If you want to buy her men's bindings, you need to bring her boot and see if it fits. If it slips laterally, don't buy them. I went all-in on Union Forces only to find that they were really too wide for a women's boot. I had to crank them down until my toes were numb before my foot stopped slipping. Bad news.

Bought a pair of Burton Lexas. Not cheap, but if you can hunt down a good deal on them, I highly recommend them. I'm coming off of a long boycott of Burton women's bindings. I owned Lexas from a few years ago and loathed them. Bought Escapades and hated them, too. Was in Montana, desperately needed a pair of women's bindings, caved and bought the Lexas, and have been loving them. LOVING them. They fixed the toe cap so it actually works without slipping. And they are light as fuck. I love them.

I haven't tried the Stilettos, but those were recommended as well.


----------



## ginofultano (Feb 28, 2011)

theres a girl with a blog that reviews a lot of snowboard stuff. its Shayboarder.com She ends up trying a lot of mens equipment, as well as female specific stuff. I'd start my search there.


----------



## TheDood (Mar 2, 2011)

awesome thanks guys!


----------



## pixxie stixx (Jan 20, 2011)

If she has a size 6.5 boot, that is pretty small. I would not get her men's bindings, they will be too big width wise! they make womens specific stuff b/c it is better suited for women. I personally like my k2 virtues. I thought the burton stilleto's felt cheap. I also like my ride LXH as an alternative, but the k2 virtues are way lighter.


----------



## lilfoot1598 (Mar 7, 2009)

I would definitely get her women' bindings. They should start going on sale now, so if you can wait just a bit, you should be able to find a very nice pair of bindings for $140.

Basically, you'll have problems with any entry-level binding you buy (K2 Bliss, Stilettos, etc)

Stilettos: These were my first bindings. Hate everything about them. Total crap for the money.

Ride Lxh and Vxn: The Lxh are Ride's entry-level women's binding. The VXn is step up. I liked my VXns - pretty sturdy, forgiving, but I did find the ratchets to be a bit sticky. They are a decent binding for the price.

If you can find any of the following on sale, go for it! I found a pair of K2 VIrtues on sale for $35 on REI.com and a pair of Rome Madisons on sale for $140 - both very nice bindings. Size small seems to be the easiest to find on sale, although I'm not sure if she'd be a small or a medium.
Rome Madison
K2 Virtue (discontinued)
K2 Auto Agogo: K2 Snowboards Auto Agogo Snowboard Binding - Women's from Dogfunk.com
Burton Lexa: Burton Lexa Snowboard Binding - Women's from Dogfunk.com
Burton Escapade
Union Milan
Union Trilogy
Flux GU30 Flux GU30 Snowboard Bindings - Women's - 2010/2011 at REI.com

Shayboader.com is an EXCELLENT suggestion for binding reviews!
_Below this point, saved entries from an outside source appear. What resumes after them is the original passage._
PR #1184, opened 2024-10-21
Ghost contracts: tweaks

Armael:
The first commit should be non-controversial.
The second one (changing the visibility of `into_inner` and `inner_logic`) to `open` may be, perhaps? I made this change after discovering that I was stuck on a proof because the SMTs were apparently not able to exploit the spec of `inner_logic`, whereas computing with the definition helped.
And anyway from a logical perspective the spec just paraphrases the definition, so I don't know if we lose anything.
This also makes me wonder if the `#[ensures ...]` can simply be removed...


arnaudgolfouse:
I think I agree with this, but why is there `#[open]` on `into_inner`? It should not be needed since it is not a logical function, no?

Armael:
Indeed, it does not make sense on `into_inner`! I don't know why I added it.

jhjourdan:
The fact that provers are not able to use the `ensures` clause is a bit worrying, but this is not the point of this PR.

In general, I agree that we should prefer transparent definitions over `ensures` clauses that state the same thing. Also, in this case, we should remove the `ensures` clause because it adds a lemma in the SMT goal, which can confuse the provers.

PR #1185, opened 2024-10-21
Output crates of different types in separate directories

### LINKED ISSUE #1178: VCs for libraries are dropped if a binary is present
repro example:

Cargo.toml:
```
[package]
name = "toto"
version = "0.1.0"
edition = "2021"

[dependencies]
creusot-contracts = { path = "/home/armael/recherche/creusot/creusot-contracts" }
```

`src/main.rs`:
```rust
use creusot_contracts::*;

fn main() {
    let x = toto::foo();
    proof_assert!(x@ >= 0);
}
```

`src/lib.rs`:
```rust
use creusot_contracts::*;

#[ensures(result@ == 42)]
pub fn foo() -> i32 {
   -1
}
```

Then launching `cargo creusot why3 ide` only shows VC for `main.rs`, and verification "passes".

Lysxia:
This fixes the issue for both multi-file and single-file workflows. Closes #1178.

`creusot-rustc` now chooses the output location under `--output-dir` depending on whether the crate is a lib (`target/creusot/mycrate`) or bin (`target/creusot/bin/mycrate`) or other. (That used to be done in `cargo-creusot` instead of `creusot-rustc` before #1172 but didn't really work; [more details here](https://github.com/creusot-rs/creusot/issues/1178#issuecomment-2427501817))

For single-file output, a new flag `--monolithic` is added.

Basically there are the following output modes:

- User calls `cargo creusot`, which defaults to multi-file output (calls `creusot-rustc` with `--output-dir=target/creusot/`).
- User calls `cargo creusot --monolithic` for single-file output (calls `creusot-rustc` with `--monolithic --output-dir=target/creusot/`, and it's `creusot-rustc` which sets the file name to `crate_name.coma`, possibly with a `bin/` directory in the middle); we keep this option around while we fix issues with the multi-file workflow (or in case we decide to revert back to single-file).
- Creusot's test suite calls `creusot-rustc --stdout`, no changes there.
- The option `--output-file=${FILE}` previously used for single-file output is now unused (but it uses the same code as `--stdout` so it doesn't hurt to keep it).

### DIFF
--- a/cargo-creusot/src/main.rs
+++ b/cargo-creusot/src/main.rs
@@ -35,10 +35,16 @@ fn main() -> Result<()> {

VXN: Ride VXN Snowboard Binding - Women's from Dogfunk.com


----------



## itchynscratchy (Nov 16, 2010)

Stay away from the Burton stilettos. 
They're a pain to adjust and to tighten the screws to board. I got a new pair of union milans for my gf at EMS.com for 80 bucks. They're a S/M sizing i believe. They should arrive shortly but the union milans usually go for over 160.


----------



## sook (Oct 25, 2009)

pixxie stixx said:


> I thought the burton stilleto's felt cheap.
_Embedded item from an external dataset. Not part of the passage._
PR #1188, opened 2024-10-22
Make closure names more readable

Lysxia:
Before: `qy123zclosureqy35z42qy125z`  
After: `qyClosure42`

bingo. my GF's stilletos started to fail on our 4th or 5th outing and she doesn't ride that hard. She currently has the escapades and loves them, although the toe extension snapped yesterday (~20th trip). $5 fix and didn't boost my confidence in burton bindings, but she still seems happy with them. I'd like her to try the VXN or something K2 if she ever gives up the escapades.


----------



## PaintedPony (Jan 20, 2011)

I wear the same size boot and I have not found a set of men's bindings that fit well even in a small size. I am a HUGE Burton Lexa fan! They are the only bindings on my active boards. I suggest you spend a little time looking for a pair of last years model which will run about $140-160 from what I found a few weeks ago. In my opinion, buying last years model of a high end binding is better than buying this years in a lower end model. 

Try googling 2009 Burton Lexa and see what comes up. There were even a few places selling the new in box for under $125.00. Just make sure you get the right binding attachment based on your board. 

The other female binding I like is the K2 Agogo. I almost bought some this year but decided to hold off and put my older lexas on the board for now. I think the Agogos are in her pricerange.


----------



## cocolulu (Jan 21, 2011)

I had bought the Burton Stilletos, but after reading a few negative things about them, I returned them and shopped around some more.

I ended up with men's bindings (although the website says unisex): Flux TT30's.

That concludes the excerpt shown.